PR #436, opened 2024-10-02
refactor(tools/topology): Refactor AMM pools and DEX definitions.

KirilMihaylov:


tools/topology/src/currency_resolution.rs
```diff
@@ -0,0 +1,259 @@
...
+    dex_symbol: symbol::Builder,
+    currency: &'currency currency::Native,
+    host_local: bool,
+}
+
+impl<'network, 'currency> DexResolvedCurrency<'network, 'currency>
+where
+    'currency: 'network,
+{
+    fn resolve_bank_side(
```
gmanev7, line 192: too long method, please refactor

tools/topology/src/currency_resolution.rs
```diff
@@ -0,0 +1,259 @@
...
+    {
+        // Shadow to shrink reference's lifetime.
+        let mut currency = currency;
+
+        let mut traversed_networks = vec![dex_network];
+
+        let mut dex_symbol = symbol::Builder::NEW;
+
+        Ok(loop {
+            match currency {
```
gmanev7, line 49: Can you de-loop the algo?

tools/topology/src/currency/mod.rs
```diff
@@ -7,7 +12,19 @@ mod native;
...
 #[derive(Debug, Clone, PartialEq, Eq, PartialOrd, Ord, Deserialize)]
 #[serde(transparent)]
-pub(crate) struct Id(String);
+pub struct Id(String);
+
+impl Hash for Id {
+    fn hash<H: Hasher>(&self, state: &mut H) {
+        str::hash(&self.0, state)
+    }
+}
```
gmanev7, line 21: curios how this implementation differs from the `impl Hash for String` that would be used if it was `derive(Hash)`-ed?

KirilMihaylov: It looks the same on first read of the expanded, but I'd prefer to keep it explicit but that's my own preference. My reasoning is that `Borrow{|Mut}` explicitly states the type much have the exact same `Eq`, `Ord` and `Hash` implementations.

KirilMihaylov: I agree about having `Eq` derived because it's just equality and field ordering doesn't matter. The point you make about `Ord` though is good because it too does rely on field ordering like `Hash`. If you wouldn't mind, I'd convert `Ord` to an explicit implementation.

My intentions to make it explicit were to propagate the intention that it's a special case, in this case a only-one-field structure. If you would prefer it being derived anyway, I won't be not opposed to the motion.

gmanev7: less code, better
I vote for derived versions

gmanev7 (approved):

PR #437, opened 2024-10-09
Batch methods modification

maneva3:


gmanev7 (commented):
Good job with the exception of `mod leaser::migrate`

PR #438, opened 2024-10-14
build: Reflect DEX selection changes

KirilMihaylov:


protocol/contracts/oracle/Cargo.toml
```diff
@@ -80,5 +61,6 @@ currency = { workspace = true, features = ["testing"] }
 finance = { workspace = true }
 platform = { workspace = true, features = ["testing"] }
 schema = { workspace = true }
+oracle = { workspace = true, features = ["contract"] }
```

○ ○ ○ ○ ○ ○ ○

## [TASK REQUIREMENTS]
Repeat exactly the lines of the material above, taking the first line, the line with "KirilMihaylov: It looks", and every line between them.

## [SOLUTION]
PR #436, opened 2024-10-02
refactor(tools/topology): Refactor AMM pools and DEX definitions.

KirilMihaylov:


tools/topology/src/currency_resolution.rs
```diff
@@ -0,0 +1,259 @@
...
+    dex_symbol: symbol::Builder,
+    currency: &'currency currency::Native,
+    host_local: bool,
+}
+
+impl<'network, 'currency> DexResolvedCurrency<'network, 'currency>
+where
+    'currency: 'network,
+{
+    fn resolve_bank_side(
```
gmanev7, line 192: too long method, please refactor

tools/topology/src/currency_resolution.rs
```diff
@@ -0,0 +1,259 @@
...
+    {
+        // Shadow to shrink reference's lifetime.
+        let mut currency = currency;
+
+        let mut traversed_networks = vec![dex_network];
+
+        let mut dex_symbol = symbol::Builder::NEW;
+
+        Ok(loop {
+            match currency {
```
gmanev7, line 49: Can you de-loop the algo?

tools/topology/src/currency/mod.rs
```diff
@@ -7,7 +12,19 @@ mod native;
...
 #[derive(Debug, Clone, PartialEq, Eq, PartialOrd, Ord, Deserialize)]
 #[serde(transparent)]
-pub(crate) struct Id(String);
+pub struct Id(String);
+
+impl Hash for Id {
+    fn hash<H: Hasher>(&self, state: &mut H) {
+        str::hash(&self.0, state)
+    }
+}
```
gmanev7, line 21: curios how this implementation differs from the `impl Hash for String` that would be used if it was `derive(Hash)`-ed?

KirilMihaylov: It looks the same on first read of the expanded, but I'd prefer to keep it explicit but that's my own preference. My reasoning is that `Borrow{|Mut}` explicitly states the type much have the exact same `Eq`, `Ord` and `Hash` implementations.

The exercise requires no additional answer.